PR #7232, opened 2021-06-02
Don't set fixed width on the comment notifications dropdown

krzysztofjeziorny:
Longer words (as in German) can break the dropdown's layout.

Tested with Firefox 89 and Chromium 93 on macOS 11.4


krzysztofjeziorny:
The translation has been corrected as in 2.14.1, but the width is still set and the content overflows.

Screenshot 2021-08-16 at 11 04 22

lb-:
@krzysztofjeziorny thanks so much for taking the time to submit a PR, sorry it took so long to get a review.
I have merged this in via cf064f2b9990e90f5c5ca5d4405fe75a16604e0a
I just made one small refinement, changing the width to min-width instead of removing it, so it works nicely for super short translations also :) 

I have added your name to the contributors list, please check and let me know if you would like it changed.

Honestly, thanks again for submitting a fix.

krzysztofjeziorny:
@lb- Glad I could help! Yeah, setting `min-width` is a better way to fix it.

::::

Copy each line of the listing that holds the word "have".

## OUTPUT
I have merged this in via cf064f2b9990e90f5c5ca5d4405fe75a16604e0a
I have added your name to the contributors list, please check and let me know if you would like it changed.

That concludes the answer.